Institute of Chemical Biology, Imperial College London, London SW7 2AX (UK).
Angew Chem Int Ed Engl. 2015 Jan 19;54(4):1227-30. doi: 10.1002/anie.201408810. Epub 2014 Dec 21.
The kinetics of the interactions between amyloid-β (Aβ) and metal ions are crucial to understanding the physiological and pathological roles of Aβ in the normal brain and in Alzheimer's disease. Using the quenching of a fluorescent probe by Cu(2+), the mechanism of Aβ/Cu(2+) interactions in physiologically relevant conditions has been elucidated. Cu(2+) binds to Aβ at a near diffusion-limited rate, initially forming component I. The switching between component I and II occurs on the second timescale, with a significant energy barrier. Component I is much more reactive towards Cu(2+) ligands and likely responsible for initial Aβ dimer formation. Clioquinol (CQ) is shown to sequester Cu(2+) more effectively than other tested ligands. These findings have implications for the potential roles of Aβ in regulating neurotransmission, and for the screening of small molecules targeting Aβ-metal interactions.

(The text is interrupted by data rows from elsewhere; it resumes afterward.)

Issue #4543, opened 2022-12-05
Several endpoints for the DSG


tupe12334:
As of now, we have several endpoints to call the DSG.

- https://github.com/amplication/amplication/blob/master/packages/amplication-data-service-generator/src/generate-code.ts
- https://github.com/amplication/amplication/blob/master/packages/amplication-data-service-generator/src/create-data-service.ts
- https://github.com/amplication/amplication/blob/master/packages/amplication-data-service-generator/src/create-data-service-impl.ts

We need to standardize the entrance to the DSG in only one endpoint.

PR #4558, opened 2022-12-06
Remove old script export

tupe12334:
Close: #4543 

## PR Details

This PR removes the old`createDataService` that not in use anymore
## PR Checklist


packages/amplication-data-service-generator/src/create-data-service.ts
```diff
@@ -1,17 +0,0 @@
...
-import { EnumResourceType } from "./models";
-
-export async function createDataService(
-  dSGResourceData: DSGResourceData,
-  logger: winston.Logger = defaultLogger
-): Promise<Module[]> {
-  if (dSGResourceData.resourceType === EnumResourceType.MessageBroker) {
-    logger.info("No code to generate for a message broker");
-    return [];
-  }
```
yuval-hazaz, line 15: what about this logic?

yuval-hazaz (changes requested):

packages/amplication-data-service-generator/src/create-data-service.ts
tupe12334: Its also in the createDataServiceImpl

Issue #1959, opened 2021-11-15
⭐️ Plugin: MongoDB


rachgreen:
### 💡 My idea is

Add suport for MongoDB. 

### ✅ The idea is awesome because

I like no sql db

zaitsev1:
https://www.prisma.io/docs/concepts/database-connectors/mongodb

yuval-hazaz:
candidate to be implemented as a plugin

GreenMachine01:
@yuval-hazaz @arielweinberger 
What are the client-side implications of supporting this plugin? 
Do we need to handle the service configuration differently if the Mongo plugin is activated on it?

abrl91:
I review the plugin https://github.com/amplication/plugins/pull/25

PR #4570, opened 2022-12-06
Refactor/create prisma fields

yuval-hazaz:
part of https://github.com/amplication/amplication/issues/1959

## PR Details

This PR refactors the way DSG generates the Prisma schema fields. 
Instead of using a single function with Switch Case for all data types, we created a new object with separate functions one for each data type. 

This object will be used to expose the functions to a plugin developer to use a special logic for different DB types, in our case to generate some fields differently for MongoDB

## PR Checklist


packages/amplication-data-service-generator/src/server/prisma/create-prisma-schema-fields.ts
```diff
@@ -0,0 +1,482 @@
...
+    | [PrismaSchemaDSLTypes.ScalarField]
+    | [PrismaSchemaDSLTypes.ObjectField]
+    | [PrismaSchemaDSLTypes.ObjectField, PrismaSchemaDSLTypes.ScalarField];
+} = {
+  [EnumDataType.SingleLineText]: (
+    field: EntityField,
+    entity: Entity,
+    fieldNamesCount: Record<string, number> = {}
+  ) => {
+    const { dataType, name, properties } = field;
```
abrl91, line 58: Please clean up the unused properties from every function. The lint is also yelling at you because of the unused variables

abrl91: and also, choose whether to destructure all the properties you need,
or do not destructre at all and use `field.{property}`, then return the value without the `return` keyword

abrl91 (changes requested):

abrl91 (approved):

PR #4576, opened 2022-12-07
Dynamic install of plugins

tupe12334:
This PR adds the logic of dynamically installation of plugins in the generate-code DSG executer


packages/amplication-data-service-generator/src/generate-code.ts
```diff
@@ -19,14 +18,28 @@ generateCode(source, destination).catch((err) => {
...
+    const resourceData = await readInputJson(source);
+    const { pluginInstallations } = resourceData;
+
+    console.log("Start code generation dynamic plugins installation");
+    await dynamicPluginInstallation(
+      pluginInstallations.map((plugin) => plugin.npm)
+    );
+    console.log("Finish code generation dynamic plugins installation");
+
+    const modules = await (
```
barshimi, line 40: why don't you import the file before the run and use it on invoke ?

packages/amplication-data-service-generator/src/tests/pluginInstallation.ts
```diff
@@ -1,3 +1,3 @@
 import { PluginInstallation } from "@amplication/code-gen-types";
-
-export const installedPlugins: PluginInstallation[] = [];
+import { plugins } from "../../scripts/constants/example-plugins";
```
barshimi, line 2: again

packages/amplication-data-service-generator/src/dynamic-plugin-installation.ts
```diff
@@ -0,0 +1,16 @@
...
+    child.addListener("exit", resolve);
+  });
+}
+
+export async function dynamicPluginInstallation(
+  pluginInstallations: string[]
+): Promise<void> {
+  await promiseFromChildProcess(
+    exec(`npm i ${pluginInstallations.join(" ")} --no-save -f`)
+  );
```
overbit, line 15: This approach might bring us easily into a dependency hell https://npm.github.io/how-npm-works-docs/theory-and-design/dependency-hell.html.

Plus is locking our solution to only support NPM leaving most used package managers like yarn and pnpm out to support. 
Possibly, a stronger solution would be to bundle all the dependencies of a plugin within the plugin itself.

overbit (changes requested):

packages/amplication-data-service-generator/src/dynamic-plugin-installation.ts
overbit: Plus we might have network issues (that are always a possibility) that will affect the installation of npm packages in runtime and, consequently, the code generation.

GreenMachine01:
@tupe12334 Please see feedback and resolve conflicts.

Issue #4582, opened 2022-12-07
🐛 Bug Report: Compilation error in the generated app - `Type 'null' is not assignable to type [EntityName]`


abrl91:
### What happened?

![image](https://user-images.githubusercontent.com/39680385/206211171-d344c386-57a9-464d-ba75-39f0c18dc8e9.png)

### What you expected to happen

no compilation error

### How to reproduce

- create a project with a service
- sync with GitHub
- clone the generated app
- run:
```bash
cd server && npm i && npm run docker:db && npm run prisma:generate && npm run db:init && npm run start:debug
```
see the errors

### Amplication version

1.1.1

### Are you willing to submit PR?

Yes I am willing to submit a PR!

研究表明,在生理相关条件下,淀粉样蛋白-β(Aβ)与金属离子相互作用的动力学对理解 Aβ 在正常大脑和阿尔茨海默病中的生理和病理作用至关重要。使用荧光探针的猝灭来研究 Cu(2+),阐明了 Aβ/Cu(2+)相互作用的机制。Cu(2+)以接近扩散限制的速率与 Aβ结合,最初形成组分 I。组分 I 和 II 之间的切换发生在第二个时间尺度上,存在显著的能量障碍。组分 I 对 Cu(2+)配体的反应性更高,可能负责初始 Aβ 二聚体的形成。研究表明,与其他测试配体相比,氯喹啉(CQ)更有效地螯合 Cu(2+)。这些发现对 Aβ 调节神经递质传递的潜在作用以及针对 Aβ-金属相互作用的小分子筛选具有重要意义。